Two music-themed films will play at the Martha’s Vineyard Film Center this week. “Born to Be Blue” chronicles the life of jazz musician Chet Baker, and the French film “Marguerite” fictionalizes the life of a tone-deaf would-be opera singer.
Trumpet player and singer Chet Baker epitomized the West Coast’s “cool” jazz of the ’50s. Robert Budreau’s “Born to Be Blue” uses elements from the musician’s life to portray his struggle to overcome heroin addiction and reignite his career in the ’60s. The director works hard to break free of biopic stereotypes, alternating color scenes from the ’60s with black-and-white flashbacks from the musician’s past. “Born to Be Blue” opens with a surreal scene of Baker, played by Ethan Hawke, lying on the floor of an Italian jail. In walks a director, fashioned after Dino di Laurentiis, offering to make a film about him. In real life, Baker spent a year in an Italian jail on drug-related charges, and di Laurentiis did propose a film about him, but it was never made.
The film version of events puts Baker on a film set with Jane (Carmen Ejogo), who becomes his inamorata and functions in the film as a composite of Baker’s former wives in both the color and black-and-white sequences.

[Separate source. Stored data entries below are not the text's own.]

PR #247, opened 2021-01-18
Replace negroni recovery middleware

### LINKED ISSUE #246: Improved panic logging
## What happened?
I was investigating an error in a service which ended up being a failed type coercion that caused a panic. I was surprised that the panic itself was not logged - I only discovered it because the server response included a panic message.

Panics should be logged in recovery, ideally with a relevant traceId. This would have made debugging the case above trivial - the panics would have been discoverable in the logs generally, and drilling down into a specific traceId would have given the full picture of what happened during during the request.

bmoylan:
## Before this PR
Panic responses from negroni are HTML formatted and not logged correctly.

## After this PR
==COMMIT_MSG==
Replace negroni recovery middleware to return conjure error responses and improve logging
==COMMIT_MSG==

I removed most of the forked copy of negroni, leaving only the response_writer and the license file -- let me know if there's a good reason to keep them around (or if we just want to copy the ResponseWriter into the middleware package and be done with Negroni)

Fixes #246 (cc @sandorw)

---
This change is [Reviewable](https://reviewable.io/reviews/palantir/witchcraft-go-server/247)


witchcraft/internal/middleware/route.go
```diff
@@ -107,3 +115,37 @@ func NewRouteLogTraceSpan() wrouter.RouteHandlerMiddleware {
 		next(rw, req, reqVals)
 	}
 }
+
+// NewRoutePanicRecovery returns a middleware which recovers panics within the inner route handler.
+// This is distinct from NewRequestPanicRecovery in that it runs when all logging/telemetry are configured on the request.
+func NewRoutePanicRecovery() wrouter.RouteHandlerMiddleware {
```
asanderson15, line 121: Is there any way to add a test for this?

bmoylan: This is tested in the integration test by the routes that panic inside the handler functions

asanderson15: Ah, I see - got it.

asanderson15 (approved):

tabboud (approved):

PR #249, opened 2021-01-28
Deprecate refreshable types in favor of palantir/pkg/refreshable

bmoylan:
We are creating palantir/pkg/refreshable in https://github.com/palantir/pkg/pull/196 to faciliate a smaller dependency footprint. This PR deprecates the old types in a backwards-compatible way, delegating to pkg.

Before long, Baker is severely beaten by drug dealers, losing his front teeth and with them the embouchure necessary for playing his instrument.
“I love to get high,” he tells Jane. “It gives me confidence. Time gets wider.” A visit to Baker’s parents in Oklahoma illustrates his contentious relationship with his father, a former musician. Back in L.A., Baker’s parole officer pressures him to find a “real” job as he works to get his groove back with ill-fitting false teeth. The director employs shot after scenic shot of Baker practicing on his horn, painfully at first, with blood coming out of his mouth and trumpet. Callum Keith Rennie plays the music producer who helps Baker make a comeback at Birdland, with skeptical East Coast jazz greats Miles Davis (Kedar Brown) and Dizzy Gillespie (Kevin Hanchard) in attendance.

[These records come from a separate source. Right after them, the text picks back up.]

PR #251, opened 2021-02-25
Add TCP logging output

tabboud:
## Before this PR
No support to publish logs to a network log target.

## After this PR

==COMMIT_MSG==
Add support to write JSON encoded log lines to a TCP socket and expose service-discovery runtime config.

Services can now declare an "sls-log-tcp-json-receiver" service-discovery block, where logs will be multiplexed between the TCP receiver and the default log output destination. The log lines will be wrapped in an envelope that contains metadata about the source origin, including hostname, product, product version, etc. The TCP receiver is expected to use TLS authentication so valid security material must also be configured under the service-discovery block.
==COMMIT_MSG==

## Notes about the architecture
- All but the `service-discovery` config is internal for the TCP writer, so we will be free to make any changes without worrying about breaking consumers.
- Rather than go for a full blown TCP connection pool, I decided to implement a simple TCP connection provider that will round robin the set of URIs, establish a connection and return the connection to the writer. It is up to the writer to handle the lifecycle of the `net.Conn`. `net.Conn` can be used concurrently, so it is currently cached on the writer and a new one is retrieved if a connection is closed.
- All loggers share a single `TCPWriter`, which is in line with the Java implementation. We could make it so each logger has it's own `TCPWriter` especially if there is a lot of contention. This would require significantly more changes to how we instantiate our loggers today and would increase the overall number of outgoing connections.
- The envelope metadata is static, but we currently `json.Marshal` this along with the payload on every write, which is not very efficient. However without doing some manual JSON manipulation (i.e. serialize the envelope then remove the last "}" and jam in the `,"payload":payload}`), there is not an easy way to pre-serialize the metadata.
- The `TCPWriter` implements the `io.Writer` interface which lets it be used for the wlog output. Since witchcraft-go-server uses wlog-zap internally we are safe to assume all log output is JSON. However if we ever change that then this implied API will be broken. Also based on the zap docs, each call to `Write()` should contain an entire log payload, which deviates slightly from the `io.Writer` interface. See `Entry` here: https://pkg.go.dev/go.uber.org/zap@v1.16.0/zapcore#Core.

## Possible downsides?

---
This change is [Reviewable](https://reviewable.io/reviews/palantir/witchcraft-go-server/251)


config/runtime.go
```diff
@@ -17,15 +17,17 @@ package config
...
 // Runtime specifies the base runtime configuration fields that should be included in all witchcraft-server-go
 // server runtime configurations.
 type Runtime struct {
-	DiagnosticsConfig DiagnosticsConfig  `yaml:"diagnostics,omitempty"`
-	HealthChecks      HealthChecksConfig `yaml:"health-checks,omitempty"`
-	LoggerConfig      *LoggerConfig      `yaml:"logging,omitempty"`
+	DiagnosticsConfig DiagnosticsConfig         `yaml:"diagnostics,omitempty"`
+	HealthChecks      HealthChecksConfig        `yaml:"health-checks,omitempty"`
+	LoggerConfig      *LoggerConfig             `yaml:"logging,omitempty"`
+	ServiceDiscovery  httpclient.ServicesConfig `yaml:"service-discovery,omitempty"`
```
tabboud: Given this is a public facing addition, I am happy to make this a pre-commit to differentiate between the internal TCP writer things. Although this shows how it would be used.

witchcraft/internal/tcpjson/conn_provider.go
```diff
@@ -0,0 +1,80 @@
...
+	"net/url"
+	"sync/atomic"
+
+	werror "github.com/palantir/witchcraft-go-error"
+)
+
+// ConnProvider defines the behavior to retrieve an established net.Conn.
+type ConnProvider interface {
+	// GetConn returns a net.Conn or an error if there is no connection established.
+	// It is the users responsibility to close the returned net.Conn.
```
nmiyake: nit: "users" -> "caller's"

nmiyake: Is it safe for any given caller to close the connection, or will doing so possibly close the connection used by all callers?

witchcraft/internal/tcpjson/conn_provider.go
```diff
@@ -0,0 +1,80 @@
...
+const (
+	ErrNoURIs           = "no URIs provided to connect to"
+	ErrFailedParsingURI = "failed to parse provided URI"
+	ErrFailedDial       = "failed to dial the host:port"
+)
+
+var _ ConnProvider = (*TCPConnProvider)(nil)
+
+// TCPConnProvider implements a ConnProvider that will round-robin TCP connections to a specific set of hosts.
+type TCPConnProvider struct {
```
nmiyake: Since `ConnProvider` is the interface that callers interact with, this struct can probably be private

witchcraft/internal/tcpjson/conn_provider.go
```diff
@@ -0,0 +1,80 @@
...
+	hostIdx   int32
+	hosts     []string
+	tlsConfig *tls.Config
+}
+
+func NewTCPConnProvider(uris []string, tlsCfg *tls.Config) (*TCPConnProvider, error) {
```
nmiyake: Return value can be `ConnProvider`

witchcraft/internal/tcpjson/conn_provider.go
```diff
@@ -0,0 +1,80 @@
...
+	if len(uris) < 1 {
+		return nil, werror.Error(ErrNoURIs)
+	}
+
+	// Extract the host:port from each provided URI to simplify establishing a Dial connection
+	var hosts []string
+	for _, uri := range uris {
+		u, err := url.Parse(uri)
+		if err != nil {
+			return nil, werror.Error(ErrFailedParsingURI)
```
nmiyake: Include the string of the URI that failed to parse in the output so that it's easier to debug/determine what went wrong

witchcraft/internal/tcpjson/conn_provider.go
```diff
@@ -0,0 +1,80 @@
...
+	ErrNoURIs           = "no URIs provided to connect to"
+	ErrFailedParsingURI = "failed to parse provided URI"
+	ErrFailedDial       = "failed to dial the host:port"
+)
+
+var _ ConnProvider = (*TCPConnProvider)(nil)
+
+// TCPConnProvider implements a ConnProvider that will round-robin TCP connections to a specific set of hosts.
+type TCPConnProvider struct {
+	hostIdx   int32
```
nmiyake: Comment would be helpful -- note that this is the index of the next host that will be handed out

witchcraft/internal/tcpjson/conn_provider.go
```diff
@@ -0,0 +1,80 @@
...
+
+	return &TCPConnProvider{
+		hostIdx:   0,
+		hosts:     hosts,
+		tlsConfig: tlsCfg,
+	}, nil
+}
+
+func (s *TCPConnProvider) GetConn() (net.Conn, error) {
+	oldIdx := atomic.LoadInt32(&s.hostIdx)
```
nmiyake: Current logic works, but is a bit confusing to follow -- specifically, it's a bit strange to me that the idx being stored is the "next" one, but before the mod operation is applied, meaning that the value in the struct as stored may actually be out of bounds until the mod operation is applied.

Think it would be cleaner to have the `s.hostIdx` be the index of the next host that will be handed out, and then apply the mod operation before updating.

If the logic is written this way to support the case where the length of `s.hosts` might change between calls then maybe the current approach makes more sense, but doubt that is the case given that there isn't any code to guarantee the safety around that slice between accesses (and if this is the case, then I think it would be helpful to have a comment to explain so).

witchcraft/internal/tcpjson/conn_provider_test.go
```diff
@@ -0,0 +1,88 @@
...
+				require.EqualError(t, err, tc.expectedErr)
+			} else {
+				require.NoError(t, err)
+				require.NotNil(t, connProvider)
+			}
+		})
+	}
+}
+
+func TestGetConn(t *testing.T) {
```
nmiyake, line 76: Can you add a brief comment to explain what this is testing?

witchcraft/internal/tcpjson/envelope.go
```diff
@@ -0,0 +1,66 @@
...
+// limitations under the License.
+
+package tcpjson
+
+import (
+	"encoding/json"
+	"os"
+)
+
+type SlsEnvelopeV1 struct {
```
nmiyake: nit: should be `SLSEnvelopeV1`.

Is this specification taken from somewhere? If so, might be helpful to include link.

witchcraft/witchcraft.go
```diff
@@ -601,17 +603,42 @@ func (s *Server) Start() (rErr error) {
...
+	// extract the TCP JSON receiver from the runtime config
+	servicesCfg := baseRefreshableRuntimeCfg.CurrentBaseRuntimeConfig().ServiceDiscovery
+	receiverCfg, err := servicesCfg.MustClientConfig("sls-log-tcp-json-receiver")
+	if err == nil && len(receiverCfg.URIs) > 0 {
+		tlsConfig, err := tlsconfig.NewClientConfig(
+			tlsconfig.ClientRootCAFiles(receiverCfg.Security.CAFiles...),
+			tlsconfig.ClientKeyPairFiles(receiverCfg.Security.CertFile, receiverCfg.Security.KeyFile),
+		)
+		if err != nil {
+			return err
```
nmiyake: Can we add message/context to error that says that security material could not be created for the TCP JSON receiver?

witchcraft/witchcraft.go
```diff
@@ -601,17 +603,42 @@ func (s *Server) Start() (rErr error) {
...
+		}
+		envelopeMetadata := tcpjson.GetEnvelopeMetadata()
+		tcpWriter := tcpjson.NewTCPWriter(envelopeMetadata, connProvider)
+		defer func() {
+			_ = tcpWriter.Close()
+		}()
+		// re-initialize the loggers with the TCP writer
+		s.initLoggers(baseInstallCfg.UseConsoleLog, wlog.InfoLevel, metricsRegistry, tcpWriter)
```
nmiyake, line 638: Do we know that running this again is safe? Would it make more sense to do the TCP writer logic first and then pass `tcpWriter` to the place where `initLoggers` is currently called?

witchcraft/witchcraft.go
```diff
@@ -601,17 +603,42 @@ func (s *Server) Start() (rErr error) {
 	ctx = metrics.WithRegistry(ctx, metricsRegistry)
 
 	// initialize loggers
-	s.initLoggers(baseInstallCfg.UseConsoleLog, wlog.InfoLevel, metricsRegistry)
-
-	// add loggers to context
-	ctx = s.withLoggers(ctx)
```
nmiyake, line 607: Is there any logic that logs on the context loggers in `s.initRuntimeConfig`? That would be impacted by the removal here.

witchcraft/witchcraft.go
nmiyake: Ah OK I see, this requires the runtime config to be loaded first. Then would just want to double-check the contract for the init loggers call.

witchcraft/internal/tcpjson/tcp_logger.go
```diff
@@ -0,0 +1,139 @@
...
+		NodeID:         d.metadata.NodeID,
+		Service:        d.metadata.Service,
+		ServiceID:      d.metadata.ServiceID,
+		Stack:          d.metadata.Stack,
+		StackID:        d.metadata.StackID,
+		Product:        d.metadata.Product,
+		ProductVersion: d.metadata.ProductVersion,
+		Payload:        logPayload,
+	}
+	b, err := json.Marshal(envelopeToWrite)
```
nmiyake: Should we use `safejson.Marshal` here? I seem to recall that the default adds a newline and doesn't handle certain encodings etc. (which was our motivation for having `safejson`)

witchcraft/internal/tcpjson/tcp_logger.go
```diff
@@ -0,0 +1,141 @@
...
+func NewTCPWriter(metadata LogEnvelopeMetadata, provider ConnProvider) *TCPWriter {
+	return &TCPWriter{
+		metadata:   metadata,
+		provider:   provider,
+		closedChan: make(chan struct{}),
+		conn:       nil,
+	}
+}
+
+func (d *TCPWriter) Write(logPayload []byte) (int, error) {
```
tabboud: I am starting to realize that this breaks the contract for an `io.Writer` since we end up writing more than `len(logPayload)` bytes to the underlying connection.

nmiyake (changes requested):
Thanks for submitting this -- was very clear to follow, especially with the overall contextual comment. I think the overall approach looks good. High-level feedback:

* Yes, would appreciate separate PR that adds the configuration first/separately
* Wanted to clarify a bit about the last bullet point in your overview. Your point is basically that since the TCP writer wraps the loggers, if the wrapped loggers don't emit JSON then the TCP writer will wrap a payload that's not actually JSON -- is that correct? If so, I think that's acceptable -- the contract can just be stipulated that the TCP writer's payload will be the output of the underlying loggers, whether that be JSON, text, or anything else. Since the envelope itself is fully marshalled as JSON, I think the output will still be valid JSON even if the payload isn't, which I think is the only guarantee that's important.

I am actually a bit concerned about the use of `json.Marshal` -- I think that's known to be a pretty inefficient implementation in terms of both space and time, and since logging is such a hot path I think it could be significant.

Could we write benchmarks to test this? The main other approaches that come to mind are pre-creating the JSON wrapper and printing the provided bytes into it (but then downside is that if provided bytes are not valid JSON then output will not be either), or even using a zerolog instance here that constructs the output that way.

witchcraft/internal/tcpjson/tcp_logger.go
nmiyake: I think this should be OK from a contract standpoint -- the API reports the number of input bytes written/processed, so the amount that we write to the underlying connection doesn't really matter.

However, it is true that the return value should reflect that (so in this example, if we write all the input, then it needs to return `len(logPayload)` rather than the number of byte that were written to the connection)

nmiyake: For reference, https://stackoverflow.com/questions/32571504/what-number-of-bytes-written-should-my-io-writer-return-when-it-intentionally#comment52998337_32571504

tabboud: Thanks for clarifying this. I was getting tripped up thinking all io.Writer's had to return the total bytes actually written rather than the bytes processed of the original input.

witchcraft/internal/tcpjson/conn_provider.go
tabboud: Doing so will close the connection for all callers. If the connection is closed between the time of retrieving and then writing then a "use of closed connection" error will be returned. Added this to the doc comment as well.

In our case the TCPWriter will catch this error and will drop the log line, which may not be ideal. In order to get around this, we would have to not share a single `net.Conn` across all writers, but instead have each writer take a lock on each `net.Conn`, so we would lose 1 log line at the max.

witchcraft/internal/tcpjson/conn_provider.go
tabboud: I usually like to return concrete types in situations where an implementation could satisfy multiple interfaces rather than defining a single large interface that groups everything. In this case there is only 1 method, so I am fine to do make it private and return the interface.

witchcraft/internal/tcpjson/conn_provider.go
tabboud: I see how that can be confusing and think your suggestion makes a lot of sense. Given we're currently expecting `s.hosts` to be static, I am going to update with your suggestion and always store the next index to use and perform the mod before storing. This way the index we use is just whatever the current value is.

witchcraft/internal/tcpjson/envelope.go
tabboud: This is mirrored from the internal sls-spec, which has not been migrated to witchcraft-api yet.
I updated this to `LogEnvelopeV1` instead of SLS since we're re-defining it internally.

witchcraft/witchcraft.go
tabboud: Yep that is the correct observation. The `initLoggers` call only operates over the logger objects, so it's safe to re-run this again given we shouldn't have to worry about concurrent access or anything getting clobbered. However, you did point out a bug that I expanded on below.

witchcraft/witchcraft.go
tabboud: Good catch! The `s.initRuntimeConfig` does need the loggers on the context, so I moved it back to where it was. I also looked into what `s.withLoggers` is doing and it appears safe to re-run after we re-initialize the loggers for the TCP writer, so I added an additional call below which will overwrite the existing logger on the context.

witchcraft/internal/tcpjson/tcp_logger.go
tabboud: unfortunately not because `safejson.Marshal` uses `json.Encoder` under the hood and then strips off the `\n` char that we need to keep. I have since replaced this entirely as well.

tabboud:
@nmiyake I believe I have addressed all of the comments and this should be ready for another round of review.

To address your 2 bullet points
- I went ahead and opened up #252 which adds in the `service-discovery` config as a pre-commit. I will remove it from here once we merge that later today.
- Yes this is correct. We expect that the payload is JSON, but if it is not we will still wrap it in the envelope.

I added in a benchmark for the serializers to see what the result would be between json.Marshal, zerolog, or a manual formatting. Here are the results:

```
pkg: github.com/palantir/witchcraft-go-server/v2/witchcraft/internal/tcpjson
BenchmarkEnvelopeSerializer
BenchmarkEnvelopeSerializer/zerolog
BenchmarkEnvelopeSerializer/zerolog-16         	 2279970	       530 ns/op	    1505 B/op	       5 allocs/op
BenchmarkEnvelopeSerializer/JSON-Encoder
BenchmarkEnvelopeSerializer/JSON-Encoder-16    	  778161	      1609 ns/op	     688 B/op	       3 allocs/op
BenchmarkEnvelopeSerializer/JSON-Marshaler
BenchmarkEnvelopeSerializer/JSON-Marshaler-16  	  698350	      1523 ns/op	     640 B/op	       2 allocs/op
BenchmarkEnvelopeSerializer/manual
BenchmarkEnvelopeSerializer/manual-16          	 6416482	       175 ns/op	     768 B/op	       1 allocs/op
```

Overall the manual injection is approximately memory and CPU efficient than all other approaches, with the side affect of how hacky it is. The zerolog serializer (as it stands right now) is much more CPU efficient, but does allocate a bit more than regular json marshaling, which is interesting. In the end I opted for zerolog, since it seems like a nice middle ground between code complexity and performance. I currently use a bytes buffer for each serialization, where we could use a buffer pool to save some cost, but deferred that for now.

Also, another interesting thing we could do is write directly to the `net.Conn`, since it supports concurrent writes by default, rather than use a byte buffer. For each zerolog invocation we update the output, which can be any io.Writer, to be the local buffer but we could pass it the `net.Conn` and let it handle the writing. The challenge here becomes how to handle the transient errors and close the `net.Conn` appropriately.

witchcraft/internal/tcpjson/conn_provider.go
```diff
@@ -0,0 +1,83 @@
...
+	"net/url"
+	"sync/atomic"
+
+	werror "github.com/palantir/witchcraft-go-error"
+)
+
+// ConnProvider defines the behavior to retrieve an established net.Conn.
+type ConnProvider interface {
+	// GetConn returns a net.Conn or an error if there is no connection established.
+	// It is the callers responsibility to close the returned net.Conn and
```
nmiyake: typo: should be "caller's"

witchcraft/internal/tcpjson/conn_provider.go
```diff
@@ -0,0 +1,83 @@
...
+// tcpConnProvider implements a ConnProvider that will round-robin TCP connections to a specific set of hosts.
+type tcpConnProvider struct {
+	// nextHostIdx contains the index of the next host to connect to from the hosts slice below.
+	// The index will be reset to 0 when len(hosts) is reached to facilitate round-robin connections.
+	nextHostIdx int32
+	hosts       []string
+	tlsConfig   *tls.Config
+}
+
+func NewTCPConnProvider(uris []string, tlsCfg *tls.Config) (ConnProvider, error) {
```
nmiyake, line 55: Add documentation for function that describes that:
* Returns a new `ConnProvider`
* Provided set of uris must have at least one element and must be able to be parsed as URIs
* If config is `nil`, then default is used

witchcraft/internal/tcpjson/tcp_logger.go
```diff
@@ -0,0 +1,163 @@
...
+	envelopeSerializer envelopeSerializerFunc
+
+	// closedChan is used to signal that the writer is shutting down
+	closedChan chan struct{}
+
+	mu   sync.RWMutex // guards conn below
+	conn net.Conn
+}
+
+func NewTCPWriter(metadata LogEnvelopeMetadata, provider ConnProvider) *TCPWriter {
```
nmiyake, line 49: Comment please

witchcraft/internal/tcpjson/tcp_logger.go
```diff
@@ -0,0 +1,163 @@
...
+func newTCPWriterInternal(provider ConnProvider, serializerFunc envelopeSerializerFunc) *TCPWriter {
+	return &TCPWriter{
+		envelopeSerializer: serializerFunc,
+		provider:           provider,
+		closedChan:         make(chan struct{}),
+		conn:               nil,
+	}
+}
+
+func (d *TCPWriter) Write(p []byte) (int, error) {
```
nmiyake, line 66: Think comment would be helpful for this as well: describe that input is wrapped, written to connection, behavior if there is a connection error etc.

witchcraft/internal/tcpjson/tcp_logger.go
```diff
@@ -0,0 +1,163 @@
...
+}
+
+// Close will close any existing client connections and shuts down the writer from any future writes.
+func (d *TCPWriter) Close() error {
+	close(d.closedChan)
+	return d.closeConn()
+}
+
+func zerologSerializer(metadata LogEnvelopeMetadata) envelopeSerializerFunc {
+	// create a new top level logger with no a scratch output since each
```
nmiyake: nit: grammar

```
// create a new top-level logger that writes to ioutil.Discard since each
// serialization will write to its own local buffer instead of a single writer
```

witchcraft/loggers.go
```diff
@@ -41,7 +41,7 @@ const (
 // initLoggers initializes the Server loggers with instrumented loggers that record metrics in the given registry.
 // If useConsoleLog is true, then all loggers log to stdout.
 // The provided logLevel is used when initializing the service logs only.
-func (s *Server) initLoggers(useConsoleLog bool, logLevel wlog.LogLevel, registry metrics.Registry) {
+func (s *Server) initLoggers(useConsoleLog bool, logLevel wlog.LogLevel, registry metrics.Registry, tcpWriter io.Writer) {
```
nmiyake, line 45: Update function documentation to describe `tcpWriter` param

nmiyake (changes requested):
Thanks -- just some minor feedback in terms of content, and as discussed will wait for config PR to merge before this one.

witchcraft/internal/tcpjson/tcp_logger.go
tabboud: I had a comment on the exported type, so moved that one down here instead.

witchcraft/internal/tcpjson/tcp_logger.go
tabboud: 🤦‍♂️ fixed

witchcraft/internal/tcpjson/envelope.go
```diff
@@ -20,8 +20,8 @@ import (
 )
 
 type LogEnvelopeV1 struct {
-	Metadata LogEnvelopeMetadata `json:",inline"`
-	Payload  json.RawMessage     `json:"payload"`
+	LogEnvelopeMetadata `json:",inline"`
```
nmiyake: I think the `json":,inline"` doesn't actually do anything, so might as well remove

witchcraft/internal/tcpjson/tcp_logger.go
```diff
@@ -88,6 +95,14 @@ func (d *TCPWriter) Write(p []byte) (int, error) {
 	return len(p), nil
 }
 
+// trimNewLine will remove a trailing new line character and return a new byte slice.
+func trimNewLine(b []byte) []byte {
```
nmiyake: The https://golang.org/pkg/bytes/#TrimSuffix function basically does this -- can do `bytes.TrimSuffix(b, []byte("\n"))` in place of calling this function.

nmiyake (changes requested):
Minor feedback

witchcraft/internal/tcpjson/envelope.go
tabboud: I saw the issue about that actually which is what made me embed the type, just forgot to remove the tag. thanks!

witchcraft/internal/tcpjson/tcp_logger.go
tabboud: I intentionally wrote this to avoid allocating yet another `[]byte`, but in the grand scheme of things feels like an over optimization. Went ahead and changed it to the stdlib function.

nmiyake: By allocation, do you mean the `[]byte("\n")` line (since I don't believe the implementation of the function performs any allocations)? If we think that's an issue, then fine with going with this function, although would explain that in a comment. If the allocation is the only concern we could also have a package-level `var newlineBytes = []byte("\n")` that is allocated once and used in the trim operation

tabboud: Yep I was referring to the `[]byte("\n")`. I ran a quick benchmark to check my hypothesis and it turns out inlining the `[]byte("\n")` does not actually allocate, so no need for the local var.

bmoylan:
___
*[witchcraft/internal/tcpjson/conn_provider.go, line 81 at r9](https://reviewable.io/reviews/palantir/witchcraft-go-server/251#-MUVB4Zl-RqBeEMmIWof:-MUVB4Zl-RqBeEMmIWog:b-bziv8p) ([raw file](https://github.com/palantir/witchcraft-go-server/blob/5eb72d299b777e5f42e481f018b65527580fe0d8/witchcraft/internal/tcpjson/conn_provider.go#L81)):*
> ```Go
> 	atomic.CompareAndSwapInt32(&s.nextHostIdx, hostIdx, int32(nextHostIdx))
> 
> 	tlsConn, err := tls.Dial("tcp", s.hosts[hostIdx], s.tlsConfig)
> ```

we probably want to set some timeout on the Dial so it can't just hang forever. This requires constructing a dialer struct like
```go
tlsDialer := &tls.Dialer{NetDialer: &net.Dialer{Timeout: 10*time.Second}, Config: tlsConfig}
```

tabboud (commented):
> *[Reviewable](https://reviewable.io/reviews/palantir/witchcraft-go-server/251)* status: 0 of 49 files reviewed, 18 unresolved discussions (waiting on @bmoylan, @nmiyake, and @tabboud)

___
*[witchcraft/internal/tcpjson/conn_provider.go, line 81 at r9](https://reviewable.io/reviews/palantir/witchcraft-go-server/251#-MUVB4Zl-RqBeEMmIWof:-MUoIkEK8RL7VoNcB7h-:b6anvs8) ([raw file](https://github.com/palantir/witchcraft-go-server/blob/5eb72d299b777e5f42e481f018b65527580fe0d8/witchcraft/internal/tcpjson/conn_provider.go#L81)):*

we probably want to set some timeout on the Dial so it can't just hang forever. This requires constructing a dialer struct like
```go
tlsDialer := &tls.Dialer{NetDialer: &net.Dialer{Timeout: 10*time.Second}, Config: tlsConfig}
```
</blockquote></details>

Updated to use `tls.DialWithDialer` since `tls.Dialer` was not added until go1.15 (https://golang.org/pkg/crypto/tls/#Dialer). Once we update and vet the circle images to bump from go1.14 as the min, then we can update this as well

nmiyake (approved):

tabboud:
@bmoylan Did you want to take another pass before merging? 
I am going to make a follow up PR with a health check that monitors the active connection for the TCP writer (i.e. checking if tcpWriter.conn != nil).

bmoylan (approved):
> Reviewed 2 of 10 files at r1, 41 of 43 files at r3, 2 of 6 files at r4, 1 of 2 files at r6, 1 of 2 files at r7, 3 of 3 files at r8, 1 of 1 files at r10.
> *[Reviewable](https://reviewable.io/reviews/palantir/witchcraft-go-server/251)* status: all files reviewed, 17 unresolved discussions (waiting on @nmiyake and @tabboud)

bmoylan:
Let's do it!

Even though he lacks the good looks that led to the young Baker being called the “James Dean of jazz,” Ethan Hawke gives a powerful, nuanced performance, as does Carmen Ejogo. While the fractured narrative of “Born to Be Blue” makes the film hard to follow at times, it gives substance to the music that made Baker so memorable, to his battle with addiction, and to the love relationships that helped support him.
Chet Baker made music sublime, but aspiring ’20s opera singer Marguerite Dumont sounds more like a screeching peacock than someone with musical talent. Played by Cathérine Frot, who won a César (the French equivalent of an Oscar) for her performance, Marguerite is determined to sing. She invites her friends to musicales at her estate. No one, including her husband, has the courage or inclination to tell Marguerite that she can’t carry a tune. Even Madelbos (Denis Mpunga) arranges to have a roomful of flowers sent after her performance, as if from admirers, and dutifully photographs her in secondhand costumes.
Rejected emotionally by her husband, Marguerite takes up with two foppish young men, and under their guidance gives an appallingly bad rendition of the “Marseillaise” at an anarchist nightclub event. In preparation for a major public recital, Marguerite takes on a down-at-the-heels tenor, Atos Pezzini (Michel Fau) to train her — with outlandish and comical results. In a subplot, a pretty young Hazel Klein, who has just graduated from a music conservatory, has the pipes that Marguerite dreams of.
“Marguerite” entertains with its arch satire of class and the corrupting power of money. Director Xavier Giannoli has drawn from the real-life story of an American socialite named Florence Foster Jenkins, who aspired to sing opera even though she was tone-deaf. In an about-to-be-released version of her tale by Stephen Frears, Meryl Streep plays Foster Jenkins. This suggests that the story of this wanna-be chanteuse captures the way we all can delude ourselves with misguided fantasies.